Atelier A - Gyan Panchal

L'atelier A : Gyan Panchal

Atelier A

Lors de la préparation de son exposition "Redevenir soleil" à Paris, l’artiste sculpteur Gyan Panchal s’affirme comme une des grandes voix contemporaines qui prônent le silence (ou le murmure) comme mode de conversation entre l’homme et les objets. La vie de la matière, la réincarnation du geste, sont livrées avec un métier d’orfèvre, mais qui pour autant ne repousse pas sa pulsion d’hybridité. Bienvenu dans un monde où les objets ne parlent plus, ils agissent.

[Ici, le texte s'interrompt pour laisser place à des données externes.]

PR #4, opened 2022-01-12
Added examplify() which generates a String by example.

amitsol:
Added examplify() which generates a String by example. The output string will have the same pattern as the input string.


bodiam:
Thanks @amitsol for this PR. We're honored that this was your first PR ever, great work!

PR #7, opened 2022-02-04
Add support of methods with varargs and #{options.option ...}

snuyanzin:
There 2 issues:
1. Current code can not resolve the code with varargs e.g. `Options.option`
2. Options does not have `option` method with `String` varargs which is implied by `FakeValuesService`

This PR adds check if there is varargs in method args and supports it, also adds `Options.option` with String varargs to make it working like
``` 
#{options.option '12','345','89','54321'}
```

the PR is same as https://github.com/DiUS/java-faker/pull/703

### DIFF
--- a/src/main/java/net/datafaker/Options.java
+++ b/src/main/java/net/datafaker/Options.java
@@ -21,6 +21,16 @@ public class Options {
     }
 
     /**
+     * Returns a random String element from an varargs.
+     *
+     * @param options The varargs to take a random element from.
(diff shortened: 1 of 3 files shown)


bodiam (approved):

bodiam:
Hi @snuyanzin , thanks again. It took me a bit longer to review this one, since I've added similar code recently, though I added it to Faker itself. I'll move my code also to Options.

PR #9, opened 2022-02-04
Put dependency versions in properties

snuyanzin:
The PR extracts versions of dependencies into properties to simplify the process of dependency bumping as with this PR they are all in the same place


bodiam:
Nice one! Small question : do you have an IntelliJ license? If not, can I offer you one?

snuyanzin:
Thanks for the offer, currently I have it for open source projects

PR #13, opened 2022-02-07
 Enable build for other platforms and other jdks

snuyanzin:
The PR add a matrix with `windows-latest` and `macos-latest` and also LTS jdks (8, 11, 17) to make sure it could be built on any of them


bodiam:
Great work! I think there's a small test issue, but I think I fixed that yesterday.

PR #15, opened 2022-02-08
Add support of date time pattern for string representation of date an…

snuyanzin:
The problem is that calls like `#{date.past ... }` and others with `date` converts date and time based on default `toString` with no way to customize it.

The PR adds corresponding methods which allow to specify date/time pattern


bodiam:
Awesome. This pr reminds me to add Java 8 time support instead of the old Java Date.

PR #17, opened 2022-02-09
Remove .travis.yml

snuyanzin:
Since datafaker uses GitHub actions `.travis.yml` looks as a useless file


bodiam:
Cheers! I think we naar need it to get some code coverage info, not sure about that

Explorateur de frictions naturelles et physiques tout autant que de fictions sculpturales, les constructions de Gyan Panchal – qui se donnent pourtant l’air de ne pas y toucher, comme si la sculpture se résumait à l’objet trouvé ou au ready-made – redonnent toute sa vitalité au médium de la sculpture dans notre contexte contemporain ; si marqué par la dépravation des ressources naturelles et par la dépréciation de la matière première. Anti-spectaculaire et certainement méditative, la pratique de Gyan Panchal consiste davantage à retrouver le potentiel "intérieur" de chaque matériau plutôt que d’en révéler un effet de surface ou un dérivé stylistique. On se demande à la rencontre de ses sculptures, envisagées par lui comme des réserves d’énergie, si on regarde d’abord un objet, une forme, un matériau, une trace d’expérience ? Le recours à des matières industrielles brutes, souvent dérivées du pétrole, telles que les polymères ou les plastiques, et auxquelles il associe des poudres naturelles (charbon, graphite, etc.) signifie un rappel de l’histoire économique. Il n’hésite pas non plus, devant la matière vivante, animale, informe, à prendre en compte une certaine consumation de l’objet sculptural. De là, découle une certaine impureté du travail accompli (ou du travail s’accomplissant par lui-même sous l’œil dirigiste du sculpteur), qui se tient presque trompeusement à cheval entre sa vocation à la transfiguration et le faire-image désiré par la sculpture. Ses dernières années avec son installation en région du Limousin, Gyan Panchal se nourri davantage du contexte rural (le silo, la ruche…) que du le contexte urbain et l’imaginaire du chantier où il puisa ses premières sources. Considérant ses sculptures comme des "césures" ou des "traits d’union" entre l’homme et son rapport au territoire, à la nature, le spectateur leur semble non seulement indispensable, mais consubstantiel.